The US began directing funds through the tribal leaders for rebuilding their communities.
The Sunni Arabs in return agreed to continue fighting the Islamic extremists, with whatever timing and intensity they consider appropriate.
They gave no formal promises of allegiance to either the Iraq National government or to the US.
We surrendered this theater of the war; they won. But the word “surrender” has too much baggage for anything but shock value. Technically, in the context of the Iraq War, this was a tactical retreat. As Douglas Macgregor (Colonel, USA, retired) said in his statement to Congress on 8 February 2008 (this is a must-read for anyone following the war):
And what the Sunni leaders want and what they are getting is both independence from the hated Shi’ite-dominated government with its ties to Tehran and money; lots of money. Meanwhile, the Sunni leaders who sit on the Awakening Councils are telling the Arab press that they defeated the American military that is leaving and paying reparations.

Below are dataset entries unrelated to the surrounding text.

PR #2751, opened 2023-05-22
Revert "x2cpg: extracted file exclusion by regex and file path (#2741)"

ursachec:
This reverts commit 152842f026d7704e0ee55ea4c22cb22ebbdebe3a.


ursachec:
The output path is not set correctly in certain scenarios:
Works:
```
$ mkdir -p /tmp/k1 && echo 'fun main() = println("hi")' >> /tmp/k1/main.kt
$ ./kotlin2cpg.sh /tmp/k1 -o xxx.bin.zip
$ ls xxx.bin.zip | wc -l                
1
```

Does not work:
```
$ mkdir -p /tmp/k1 && echo 'fun main() = println("hi")' >> /tmp/k1/main.kt
$ ./kotlin2cpg.sh /tmp/k1 -o xxx.bin.zip --classpath /tmp/k1
$ ls xxx.bin.zip | wc -l
ls: cannot access 'xxx.bin.zip': No such file or directory
0

```

max-leuthaeuser:
I am not sure if that's actually an issue with the PR itself or the command line parser from x2cpg. I can't check this as I am off for two weeks from right now on.

max-leuthaeuser (approved):

johannescoetzee:
> I am not sure if that's actually an issue with the PR itself or the command line parser from x2cpg. I can't check this as I am off for two weeks from right now on.

@max-leuthaeuser I looked into this a bit since I'm still interested in these changes for php2cpg, and I think the issue is that the `copy` method generated by the frontend-specific config case class doesn't copy the values defined in the parent trait. I'm still working on fixing that, but just letting you know to avoid duplicate work.

max-leuthaeuser:
I think you are totally right there. Of course values from the parent trait are not respected within the case class's copy. 
Let me know whether you find a fix, otherwise I can have a look once I am back (next Wednesday).

PR #2754, opened 2023-05-22
Slicing Module

DavidBakerEffendi:
* Moved CPG slicing logic into its own module
* Modified data-flow slicing to output JSON and be more friendly to deserialization into other languages and libraries
* If CPG detected does not have base/data-flow overlays, then these are applied

CC: @prabhu


fabsx00:
The  directory structure looks a bit off: if `slicing` is it's down sub project, then it should have a top-level directory like `ossdataflowengine`. The only exception to this right now are the frontends, which are in `joern-cli/frontends`, something that I believe we should change at some point.

DavidBakerEffendi:
@fabsx00 The long term for this is to be able to call the slicer in a pass, e.g. under `dave/joernti` I have `JoernTI` under `x2cpg` as well as a `SliceBasedTypeInferencePass` which is optional and also under `x2cpg`. Though I can imagine slicing to naturally fit under `dataflowengineoss` and it not be a module.

PR #2757, opened 2023-05-23
trim querydb dependencies: fix testDistro.sh

mpollmeier:
Querydb shipped a number of frontends in it's regular classpath, which
is causing problems with the usual suspects log4j/slf4j (see error below).
The main culprit is probably ghidra which ships an older version of log4j
in a fat jar.

```
Loading base CPG from:
/home/mp/Projects/shiftleft/joern/workspace/c/cpg.bin.tmp
java.lang.NoSuchMethodError: 'java.lang.ClassLoader[]
org.apache.logging.log4j.util.LoaderUtil.getClassLoaders()'
        at
org.apache.logging.log4j.core.impl.ThreadContextDataInjector.getServiceProviders(ThreadContextDataInjector.java:83)
        at
org.apache.logging.log4j.core.impl.ThreadContextDataInjector.initServiceProviders(ThreadContextDataInjector.java:73)
        at
org.apache.logging.log4j.core.impl.ThreadContextDataInjector.getProviders(ThreadContextDataInjector.java:285)
```

### DIFF
--- a/querydb/build.sbt
+++ b/querydb/build.sbt
@@ -5,9 +5,6 @@ enablePlugins(JavaAppPackaging)
 dependsOn(
   Projects.console,
   Projects.macros,
-  Projects.ghidra2cpg,
-  Projects.javasrc2cpg,
-  Projects.kotlin2cpg,
   Projects.ghidra2cpg  % "test->test",
   Projects.javasrc2cpg % "test->test",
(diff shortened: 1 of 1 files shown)


ursachec (approved):

ursachec:
would like to be more helpful, but the only answer i have is "not sure" @mpollmeier

PR #2595, opened 2023-04-27
WIP: Scala 3

mpollmeier:
The long awaited upgrade to Scala 3. 
Ready for review now, beta testing (both in house and in the community) is ongoing. 
Scala `3.3.0-RC4` will "most likely" be re-released as `3.3.0` in a few weeks.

He provides this interview excerpt as supporting evidence:
Question: [Al-Arab al-Yawm] “Do you believe that the Americans will withdraw just like that without any resistance?”
Answer: [Al-Abdallah] “I confirm 100 per cent that their withdrawal in itself is the result of the honorable national Iraqi resistance, which has been confronting them since the first day of the occupation to this day.”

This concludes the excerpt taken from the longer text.